> _The data_:

PR #68020, opened 2023-09-06
Added cordless drill to "power tools" itemgroup

dchieh222:
#### Summary
Content

#### Purpose of change

The "power tools" itemgroup did not have cordless drills, which caused anomalies such as the entire hardware store as well as the hardware superstore never spawning cordless drills, despite it being a common item.

#### Describe the solution

This adds cordless drills to the "power tools" itemgroup so it will spawn where the itemgroup is used.

Accept that drills never appear in hardware stores, or convince myself that a cordless drill is not actually a power tool.

#### Testing

Ran and tested it on a local system, it spawned the cordless power drill as expected. 

#### Additional context

Quick search of "cordless power drill" at local hardware & home improvement stores such as Home Depot & Lowes shows that they are available for pickup. They are also defined as a power tool.


dchieh222:
Need to remove unneeded changes.

PR #68023, opened 2023-09-06
Replace attack_chance with condition

marimarigi:
#### Summary
None

#### Purpose of change
Since #65229, "attack_chance" seems to be unusable, so replace it.

#### Describe the solution
It has been replaced by the equivalent "condition".
Also, the part about "attack_chace" in the DOC has been removed as it is misleading.

#### Testing
I checked it by fighting monsters with modified "special_attack".


Maleclypse:
So it was named one way but documented another?

marimarigi:
After it was documented, the code was changed so that it no longer worked, but it was still in the documentation.

ZhilkinSerg:
This change breaks some tests.

PR #111, opened 2015-08-11
Fixed 2 typos

sbdchd:
Fixed a couple typos in the channels example.

I believe "sends and receives" should be "send and receive".


mmcgrana:
This is actually intentional, though I can se how it'd be a bit confusing. Thanks for flagging though!

PR #112, opened 2015-09-04
fix typo on random numbers example

poopoothegorilla:
fixes small typos in Random numbers example

Also is there a reason `go fmt` isn't being used in this project? If there is I can get rid of the automatic converts to tabs.


mmcgrana:
Good catch, thanks for the fix. I adjusted the format and merged this in.

`go fmt` is used (see `tools/format`) but we tweak the output slightly to accommodate the tight width restrictions on the code due to the double-column layout.

PR #115, opened 2015-11-23
Update struct example to show pointer impact

garrypolley:
When working through the struct example I think it would help if there was a final line that showed the impact of editing a struct that is referenced by a pointer.


garrypolley:
I don't think this is going to get picked up, so I'm going to close it.

PR #118, opened 2016-01-01
Added fallthrough statement to switch examples

jamesor:
I updated the switch examples to include an example of using the fallthrough statement.


mmcgrana:
Thanks for the suggestion, but I'm not planning to expand the scope of the Switch page to include `fallthrough`.

To be honest I have never used `fallthrough` in my own Go code so I'm especially hesitant to include it.

PR #120, opened 2016-01-08
slices: add an example

amitsaha:
This commit adds an example to the slices examples to demonstrate that when a slice is created from an underlying slice, any changes to the new slice will also be reflected in the original slice.


mmcgrana:
This is a good thought by I think the side effects here are a bit subtle for a beginner, so I'm not going to include it for now.

PR #122, opened 2016-01-22
Extended `for`: Added explanation of `continue`.

mhutter:


mmcgrana:
This makes sense, thanks. I will do some editing post-merge.

PR #123, opened 2016-01-25
Error checking in examples/reading-files

calmh:
This improves the error checking in in this example by clarifying that
the check() pattern should be limited to the top level of command line
programs, avoiding the full panic backtrace, and checking the return of
close() at the end. I think this better reflects current practices,
although I'm tempted to remove the check() function at all and provide
more useful error messages at each exit point - although this may make
the example too cluttered.

(I think I got it right with the formatting and hash thing, although
this was a slight fight against my editor - why not standardize on
gofmt:ed code like the rest of the Go universe? ;)

### DIFF
--- a/examples/reading-files/reading-files.go
+++ b/examples/reading-files/reading-files.go
@@ -14,9 +14,13 @@ import (
 
 // Reading files requires checking most calls for errors.
 // This helper will streamline our error checks below.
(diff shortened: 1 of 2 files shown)


calmh:
¯\_(ツ)_/¯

> _Try it_: The listing above should be printed again in full, unchanged.

> _Response below_:
PR #68020, opened 2023-09-06
Added cordless drill to "power tools" itemgroup

dchieh222:
#### Summary
Content

#### Purpose of change

The "power tools" itemgroup did not have cordless drills, which caused anomalies such as the entire hardware store as well as the hardware superstore never spawning cordless drills, despite it being a common item.

#### Describe the solution

This adds cordless drills to the "power tools" itemgroup so it will spawn where the itemgroup is used.

Accept that drills never appear in hardware stores, or convince myself that a cordless drill is not actually a power tool.

#### Testing

Ran and tested it on a local system, it spawned the cordless power drill as expected. 

#### Additional context

Quick search of "cordless power drill" at local hardware & home improvement stores such as Home Depot & Lowes shows that they are available for pickup. They are also defined as a power tool.


dchieh222:
Need to remove unneeded changes.

PR #68023, opened 2023-09-06
Replace attack_chance with condition

marimarigi:
#### Summary
None

#### Purpose of change
Since #65229, "attack_chance" seems to be unusable, so replace it.

#### Describe the solution
It has been replaced by the equivalent "condition".
Also, the part about "attack_chace" in the DOC has been removed as it is misleading.

#### Testing
I checked it by fighting monsters with modified "special_attack".


Maleclypse:
So it was named one way but documented another?

marimarigi:
After it was documented, the code was changed so that it no longer worked, but it was still in the documentation.

ZhilkinSerg:
This change breaks some tests.

PR #111, opened 2015-08-11
Fixed 2 typos

sbdchd:
Fixed a couple typos in the channels example.

I believe "sends and receives" should be "send and receive".


mmcgrana:
This is actually intentional, though I can se how it'd be a bit confusing. Thanks for flagging though!

PR #112, opened 2015-09-04
fix typo on random numbers example

poopoothegorilla:
fixes small typos in Random numbers example

Also is there a reason `go fmt` isn't being used in this project? If there is I can get rid of the automatic converts to tabs.


mmcgrana:
Good catch, thanks for the fix. I adjusted the format and merged this in.

`go fmt` is used (see `tools/format`) but we tweak the output slightly to accommodate the tight width restrictions on the code due to the double-column layout.

PR #115, opened 2015-11-23
Update struct example to show pointer impact

garrypolley:
When working through the struct example I think it would help if there was a final line that showed the impact of editing a struct that is referenced by a pointer.


garrypolley:
I don't think this is going to get picked up, so I'm going to close it.

PR #118, opened 2016-01-01
Added fallthrough statement to switch examples

jamesor:
I updated the switch examples to include an example of using the fallthrough statement.


mmcgrana:
Thanks for the suggestion, but I'm not planning to expand the scope of the Switch page to include `fallthrough`.

To be honest I have never used `fallthrough` in my own Go code so I'm especially hesitant to include it.

PR #120, opened 2016-01-08
slices: add an example

amitsaha:
This commit adds an example to the slices examples to demonstrate that when a slice is created from an underlying slice, any changes to the new slice will also be reflected in the original slice.


mmcgrana:
This is a good thought by I think the side effects here are a bit subtle for a beginner, so I'm not going to include it for now.

PR #122, opened 2016-01-22
Extended `for`: Added explanation of `continue`.

mhutter:


mmcgrana:
This makes sense, thanks. I will do some editing post-merge.

PR #123, opened 2016-01-25
Error checking in examples/reading-files

calmh:
This improves the error checking in in this example by clarifying that
the check() pattern should be limited to the top level of command line
programs, avoiding the full panic backtrace, and checking the return of
close() at the end. I think this better reflects current practices,
although I'm tempted to remove the check() function at all and provide
more useful error messages at each exit point - although this may make
the example too cluttered.

(I think I got it right with the formatting and hash thing, although
this was a slight fight against my editor - why not standardize on
gofmt:ed code like the rest of the Go universe? ;)

### DIFF
--- a/examples/reading-files/reading-files.go
+++ b/examples/reading-files/reading-files.go
@@ -14,9 +14,13 @@ import (
 
 // Reading files requires checking most calls for errors.
 // This helper will streamline our error checks below.
(diff shortened: 1 of 2 files shown)


calmh:
¯\_(ツ)_/¯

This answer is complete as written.